As an investor, you may have built a sizeable nest egg that needs protecting from the volatility of the markets. Facing potential interest rate hikes, bonds are being viewed with more skepticism than ever before. You might be on the lookout for investments that offer predictable returns and a level of peace of mind.
While there’s nothing exciting about these options, it’s important to remember: if you truly don’t want your nest egg to decline, there are worse things than parking your money in a bank. With interest rates near historic lows, you won’t be getting much of a return, but inflation is also relatively low at the moment, so cash isn’t really losing value either.
With that in mind, here are ten alternatives to bonds for those seeking stable returns:
1. Cash
Consider placing your money into high-yield savings accounts or even money market funds if you’re looking for a super-safe option. While the interest rates may not be anything to write home about, it’s still better than leaving your cash under a mattress.

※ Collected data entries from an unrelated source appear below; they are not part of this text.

PR #1060, opened 2016-02-17
Dev: added an initial working version of the circular buffer.

hvegh:
Comments are welcome. 

Here's a link to the API documentation:
https://github.com/hvegh/nodemcu-firmware/blob/dev/docs/en/modules/cirbuf.md


TerryE:
Have you thought of a companion module which is just a wrap-around byte array of variable length records (up to 255 bytes if you wish) with a similar API but you have `push` and `pushf` methods.  This could be really useful for general debugging?

TerryE:
:+1: on the gerenal idea, but just like my last PR you've done something weird with 70cb01b. This is nothing to do with this PR. You need to remove this.

hvegh:
Merged the relevant patches, but I don't seem be able to get rid of  70cb01b ...

marcelstoer:
Once merged pls update https://github.com/nodemcu/nodemcu-firmware/wiki/Module-list

hvegh:
Fixed stuff in #1062

PR #2316, opened 2018-03-25
DS18b20 fix decimals for negative temperatures

### LINKED ISSUE #2313: DS18b20 integer readout: decimals wrong for negative temperature
While calibrating DS18b20 using ice-water, I noticed readouts flipping from 0 to 0.9 degrees C. 

Upon checking /app/modules/ds18b20.c I see this calculation for the decimals:

ds18b20_device_scratchpad_temp_dec = ((double)(ds18b20_device_scratchpad[0] & 0x0F) / 16 * 1000);

Which does not take into account the sign bit(s) from scratchpad[1] so negative decimals are calculated as positive

ref datasheet:
https://datasheets.maximintegrated.com/en/ds/DS18B20.pdf page 6

I'll see if I find time to come up with a better function

peturdainn:
Fixes #2313 by changing the way temp and temp_dec are calculated, taking care not to lose the sign of the decimals part

Checked positive and negative temperatures with integer and floating point builds

### DIFF
--- a/app/modules/ds18b20.c
+++ b/app/modules/ds18b20.c
@@ -192,6 +192,7 @@ static int ds18b20_lua_read(lua_State *L) {
 
 static int ds18b20_read_device(uint8_t *ds18b20_device_rom) {
 	lua_State *L = lua_getstate();
+	int16_t ds18b20_raw_temp;
 
 	if (onewire_crc8(ds18b20_device_rom,7) == ds18b20_device_rom[7]) {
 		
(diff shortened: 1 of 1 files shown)


marcelstoer:
Sorry, as per [our guidelines](https://github.com/nodemcu/nodemcu-firmware/blob/master/CONTRIBUTING.md#working-with-git-and-github) we only accept PRs against `dev` -> closing

PR #2318, opened 2018-03-25
Dev wifi/wifi_eventmon malloc/free update

### LINKED ISSUE #2303: Fixing modules wthich don't use the Lua memory allocator
The following modules include bare malloc / free API calls: `coap`, `crypto`, `enduser_setup`, `file`, `http`, `mqtt`, `net`, `pcm`, `rotary`, `sntp`, `sqlite3`, `tls`, `tm1829`, `u8g_glue`, `websocket`, `wifi`, `wifi_eventmon`, `wifi_monitor`, `ws2812`. 

The lua allocator should _always_ be used in Lua modules. The reason for this is that the Lua allocator is a thin wrapper on top of the standard allocator, but handles out of memory conditions differently.  If this occurs, the Lua system runs the GC and then retries the allocation. It only fails is there there is not enough memory at this point.  Also instead of returning a null pointer, a Lua error is thrown.
   
### Expected behavior

Libraries should not raise a memory allocation error if  the EGC mode `ON_ALLOC_FAILURE` is set and enough memory is available after GC to satisfy the allocation.

### Actual behavior

The application can crash with an out of memory error even though there is enough heap available to satisfay the request. 

### NodeMCU version
`master` and `dev`

dnc40085:
Partial-fix for #2303 .

This PR is intended to remedy the issue of the wifi module(wifi.c) and wifi_eventmon(wifi_eventmon.c) not using the Lua memory allocator.

### DIFF
--- a/app/modules/wifi_eventmon.c
+++ b/app/modules/wifi_eventmon.c
@@ -59,7 +59,7 @@ static sint32_t event_queue_ref = LUA_NOREF;
 
 static void wifi_event_monitor_handle_event_cb(System_Event_t *evt)
 {
-  EVENT_DBG("\n\twifi_event_monitor_handle_event_cb is called\n");
+  EVENT_DBG("was called (Event:%d)", evt->event);
 
 #ifdef LUA_USE_MODULES_WIFI_MONITOR
   if (hook_fn && hook_fn(evt)) {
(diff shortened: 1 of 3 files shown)


app/modules/wifi_eventmon.c
```diff
@@ -79,38 +74,67 @@ static void wifi_event_monitor_handle_event_cb(System_Event_t *evt)
...
     }
-    c_memcpy(temp->evt, evt, sizeof(System_Event_t)); //copy event data to new struct
+    lua_rawgeti(L, LUA_REGISTRYINDEX, event_queue_ref);
 
-    if(wifi_event_queue_head == NULL && wifi_event_queue_tail == NULL)// if queue is empty add item to queue
-    {
-      wifi_event_queue_head = wifi_event_queue_tail = temp;
-      EVENT_DBG("\n\tqueue empty, adding event and posting task\n");
+    System_Event_t* evt_tmp = lua_newuserdata(L, sizeof(System_Event_t));
+    c_memset(evt_tmp, 0, sizeof(System_Event_t));
```
pjsg: this line is really needed as the entire datastriucture is overwritten in the next line

dnc40085: >this line is really needed as the entire datastriucture is overwritten in the next line
I assume you meant that it really NOT needed, if so then I can remove it, I added it because I was having a problem due to unreferencing the userdata before processing the event

PR #2319, opened 2018-03-26
Tie in the EGC with the SDK's heap knowledge.

jmattsson:
Added `node.egc.meminfo()` to expose LVM usage (to make the regular
`node.egc.ON_MEM_LIMIT` option usable).

Extended the `node.egc.ON_MEM_LIMIT` option to also take negative limits,
in which case that's taken as a request to keep a certain amount of heap
available for non-Lua use.

This came up in the discussion with Terry last week as something we want in mainline. Since we already have this here at $work it seemed worthwhile to submit it. I have no doubt that Terry with his knowledge of the GC might come up with a more elegant approach. Until such a time however, this patch provides a couple of useful features with minimal changes. Using the ON_MEM_LIMIT option with a negative limit avoids a lot of GC overhead and at worst degenerates to the same performance as ALWAYS.

Marcel, the docs phrasing could be improved - I wrote that for internal consumption here at $work, so probably not as clear & friendly as it could be.

### DIFF
--- a/app/lua/lauxlib.c
+++ b/app/lua/lauxlib.c
@@ -14,6 +14,7 @@
 #include C_HEADER_STRING
 #ifndef LUA_CROSS_COMPILER
 #include "vfs.h"
+#include "user_interface.h"
 #else
 #endif
 
@@ -791,6 +792,11 @@ static void *l_alloc (void *ud, void *ptr, size_t osize, size_t nsize) {
   }
   if (L != NULL && (mode & EGC_ALWAYS)) /* always collect memory if requested */
     luaC_fullgc(L);
+#ifndef LUA_CROSS_COMPILER
+  if (L != NULL && (mode & EGC_ON_MEM_LIMIT) && G(L)->memlimit < 0 &&
+      (system_get_free_heap_size() < (-G(L)->memlimit)))
+    luaC_fullgc(L);
+#endif
   if(nsize > osize && L != NULL) {
 #if defined(LUA_STRESS_EMERGENCY_GC)
     luaC_fullgc(L);
--- a/app/lua/lstate.h
+++ b/app/lua/lstate.h
@@ -82,7 +82,7 @@ typedef struct global_State {
   Mbuffer buff;  /* temporary buffer for string concatentation */
   lu_mem GCthreshold;
   lu_mem totalbytes;  /* number of bytes currently allocated */
-  lu_mem memlimit;  /* maximum number of bytes that can be allocated, 0 = no limit. */
+  l_mem memlimit;  /* maximum number of bytes that can be allocated, 0 = no limit. <0 used with EGC_ON_MEM_LIMIT when free heap falls below -memlimit */
   lu_mem estimate;  /* an estimate of number of bytes actually in use */
   lu_mem gcdept;  /* how much GC is `behind schedule' */
   int gcpause;  /* size of pause between successive GCs */
--- a/app/lua/legc.c
+++ b/app/lua/legc.c
@@ -4,7 +4,7 @@
 #include "lstate.h"
 #include "c_types.h"
 
-void legc_set_mode(lua_State *L, int mode, unsigned limit) {
+void legc_set_mode(lua_State *L, int mode, int limit) {
    global_State *g = G(L); 
    
    g->egcmode = mode;
--- a/app/lua/legc.h
+++ b/app/lua/legc.h
@@ -11,7 +11,7 @@
 #define EGC_ON_MEM_LIMIT      2   // run EGC when an upper memory limit is hit
 #define EGC_ALWAYS            4   // always run EGC before an allocation
 
-void legc_set_mode(lua_State *L, int mode, unsigned limit);
+void legc_set_mode(lua_State *L, int mode, int limit);
 
 #endif
 
--- a/app/modules/node.c
+++ b/app/modules/node.c
@@ -462,14 +462,23 @@ static int node_stripdebug (lua_State *L) {
 // See legc.h and lecg.c.
 static int node_egc_setmode(lua_State* L) {
   unsigned mode  = luaL_checkinteger(L, 1);
-  unsigned limit = luaL_optinteger (L, 2, 0);
+  int limit = luaL_optinteger (L, 2, 0);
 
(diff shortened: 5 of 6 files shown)


TerryE:
Johnny this is one aspect of the tweak that we discussed and thanks for this.  Of the three modes
-  `ALWAYS` is the most robust but causes your ESP to run like a dog.
-  `ON_ALLOC_FAILURE` is a leave it to the last minute option -- which would be OK if the libraries all used the Lua allocator or at least called the Lua GC before allocating memory.  But some don't and as a result it can't be safely used with some libraries.
-  `ON_MEM_LIMIT` has two failings, the first of which is addressed by this version of the patch, which is that the parameter refers to the memory used rather than the memory remaining, and you fix this here.  Can I suggest that we also change the limit from a hard one to a soft one?  That is at the moment, the GC only runs if the available heap crosses a threshold but then fails if it ca't free up across the threshold.  I see that a more robust mode would be switch into `ALWAYS` mode until we cross the threshold.

So by way of example the GC doesn't bother to collect garbage until we only have 4kb remaining, say.  Normally, this will free up lots of memory so the collector wil again back off for a period.  _However_, if the free is still less than 4K it continues to collect on every allocation event until the free level falls to below 4K or we get a hard memory exhaustion.   

There's another reason for the soft fail: because of the three-colour marking system, it takes two sweeps to guarantee recovering storage.

jmattsson:
@TerryE I honestly don't know how to do a "soft fail" here, that is beyond my ken. You're welcome to push amendments here, but I'll have to revoke my "thoroughly tested" guarantee on those parts =)

app/lua/lstate.h
```diff
@@ -82,7 +82,7 @@ typedef struct global_State {
   Mbuffer buff;  /* temporary buffer for string concatentation */
   lu_mem GCthreshold;
   lu_mem totalbytes;  /* number of bytes currently allocated */
-  lu_mem memlimit;  /* maximum number of bytes that can be allocated, 0 = no limit. */
+  l_mem memlimit;  /* maximum number of bytes that can be allocated, 0 = no limit. <0 used with EGC_ON_MEM_LIMIT when free heap falls below -memlimit */
```
TerryE: Johny, you can't overload the g->memlimit this way without going through all of the places in the core which use it.  For example, it is also used in `lapi.c` and `lvm.c`

app/lua/lauxlib.c
```diff
@@ -791,6 +792,11 @@ static void *l_alloc (void *ud, void *ptr, size_t osize, size_t nsize) {
   }
   if (L != NULL && (mode & EGC_ALWAYS)) /* always collect memory if requested */
     luaC_fullgc(L);
+#ifndef LUA_CROSS_COMPILER
+  if (L != NULL && (mode & EGC_ON_MEM_LIMIT) && G(L)->memlimit < 0 &&
+      (system_get_free_heap_size() < (-G(L)->memlimit)))
```
TerryE: I was going to ask expensive in terms of clock cycles is the `system_get_free_heap_size()` until I realised that I should answer this myself since I've got a remote debug session onto a running firmware.  The call is a wrapper around a getter in `libmain.a(mem_manager.o)` and the value itself is maintained by the memory manager in the 0th word of its `.bss`, so th tl;dr is that the call it dirt cheap.

TerryE:
The reason for my diatribe
> ...  Of the three modes ...

is that I've been thinking about this whole issue of the GC an who to configure it for optimum use.  I know the core and have done some playing, and understand a lot of it.  For most non-IoT Lua developers aggressive memory collection is just not an issue so the default trickle settings are fine.  However the default almost paranoid way that we run with might have been understandable in the 15Kb RAM avialable but is just crazy with current builds and even more so with LFS.  a full GC is a pretty expensive operation, so its should only be done as a matter of last resort.  If you have an app that runs in say 35K RAM  so you have ~10K freeboard, then the standard GC with sensible settings will do a pretty good job of keeping collection under control with minimal runtime cost. This all being said, I am happy with this patch so long as you cover off the uses of `G(L)->memlimit` in `lvm.c` and `lapi.c`.

app/lua/lstate.h
jmattsson: Through the wonders of int -> unsigned conversion, I can :)

In `lapi.c` the only use is through `collectgarbage("setmemlimit", newlimit)`. I did not change it because I see no reason to. Using a negative memlimit is an extension available through `node.egc.setmode()` _only_. Setting a regular *hard* memlimit via `collectgarbage()` is still possible (and if you want, you could force negative values through it, but no sane value on the ESP8266 would interfere).

In `lvm.c` I left it alone because a negative memlimit expressed as an unsigned is effectively the same as `MAX_SIZET` on our tiny architecture.

TerryE: @jmattsson Johny, IMO, you aren't fully correct in your assertion.  `G(L)->memlimit` is a single global `uint` variable that was introduced in the `eLua` patch but is used in more than just the EGC threshold calcs. 
-  In `lvm.c:luaV_concat()`, the maximum string length allowed is the lesser of `MAX_SIZET` and  `G(L)->memlimit`.  this this is negative then we will be checking the string length against a negative value and always throw a **"string length overflow"** error. This logic needs fixing or dropping.
-  the GC `setmemlimit` options is an eLua/EGC addition and is an alternative API for setting this ECG variable.  `memlimit`isn;t used by the regular GC, only the EGC add-on.

jmattsson: However, the negative `G(L)->memlimit` gets assigned into an `unsigned`, at which point it becomes a very large positive number, which on the ESP8266 is way above the available memory that the result is effectively the same as `MAX_SIZET`. Try it for yourself if you don't believe me :)

TerryE: OK, I agree. the size of a signed vs unsigned comparison or coerced to an unsigned comparison, but looking at this code I really have to wonder what the rationale for the EGC patch change was.  Why include a bounds check to ensure that the size of a concat string is < MAXUINT - a tiny bit?

However, that is your problem, so I accept your comment.

TerryE:
So this patch now has a clean bill of health from me, but I think that we want to leave merging it until after the 2.2 drop.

Certificates of Deposit (CDs) offer slightly higher returns than a standard savings account but require you to keep your money in the bank for a set period. Some CDs allow for early withdrawal without a penalty, which makes them a viable option for investors who need some access to their funds. Beware, most CDs are backed by the bank, which is simply collecting the carry (interest difference) from US Treasury Bills and Notes vs the CDs they offer. You are investing in Government Bonds indirectly if you are placing money in a CD.
2. REIT Stocks (Real Estate Investment Trusts)
REIT stocks can be a stable addition to an investment portfolio because they’re known for offering high dividends. As an individual investor, you can use them to have a piece of the real estate market without buying property outright.
A unique aspect of REITs is that they are required by law to pay out all taxable income in the form of dividends. This makes them attractive for income investors. However, it’s important not to place all your eggs in one basket; diversifying your portfolio is crucial for protection against a crash in the real estate sector (as we saw in 2008).
It’s also worth noting that REIT dividends are classified as ordinary income by the IRS.
3. Lending Club
Lending Club has become an increasingly popular investment vehicle, allowing individuals to invest in others’ debt. You can build a portfolio of loans based on your risk tolerance and have a good chance of making money because Lending Club only approves loan applications from borrowers with solid credit. In fact, they claim that 99% of account holders with more than 100 notes earn positive returns.
If you’d like to learn more about investing in Lending Club, check out this article: Everything You Need to Know About Investing with Lending Club.
4. Utilities
Investing in utilities such as your local electric company can be a relatively safe bet. As a necessity for every home and business, utility companies have a stable cash flow that translates into reliable dividend payments.
5. Annuities
Annuities are contracts between you and an insurance company that provide guaranteed income at predetermined intervals or as a lump sum when you reach a specific age. They can be a good option for investors looking to secure their financial future in retirement, but do your research carefully before committing to any one plan.
6. Preferred Stock
Preferred stock offers the best of both worlds by providing a fixed income like bonds while retaining some equity-like characteristics. Preferred stocks often pay a set dividend, making them a potentially more reliable option for investors looking for consistent cash flow. They also have priority over common shareholders if a company goes bankrupt.
7. Consumer Goods Stocks
People aren’t going to stop buying essential goods such as food and personal care items no matter what the economy looks like, making consumer staples a relatively safe investment option in times of uncertainty. The iShares U.S. Consumer Goods Sector Index Fund (IYK) is one way to gain broad exposure to this sector.
8. Health Care and Pharmaceuticals Stocks
Health care, and especially pharmaceuticals, have become a reliable mainstay in the stock market, offering consistent returns. The Vanguard Health Care Fund (VGHCX), for example, has generated an impressive 13% return over the last decade and nearly 30% over the last year. Companies like Johnson & Johnson and Pfizer are two examples of reliable performers within this sector.
9. The Broader Stock Market
The S&P 500 is a benchmark that represents 500 of the largest companies in the United States, which have a proven record of growth over time. It’s worth mentioning that conventional wisdom would suggest avoiding equities if your goal is to protect assets. However, investing in an index fund or ETF like the iShares Total Market ETF (IWM) may not be considered as risky as owning individual stocks.
Investment options other than bonds can help provide stability and security when seeking a more conservative approach to growing your nest egg. Ultimately, it’s up to you to determine which of these alternatives align with your personal risk tolerance and financial goals. Diversification across several investment types is the key to weathering any market downturns that may come your way.
10. Precious Metals
Precious metals such as copper, silver, and gold are not simply a store of wealth, but are also important industrial and commercial needed resources. They will always have value, and have had an outstanding track record for thousands of years. Investing and purchasing such metals at low prices can help save guard your investments against currency risk.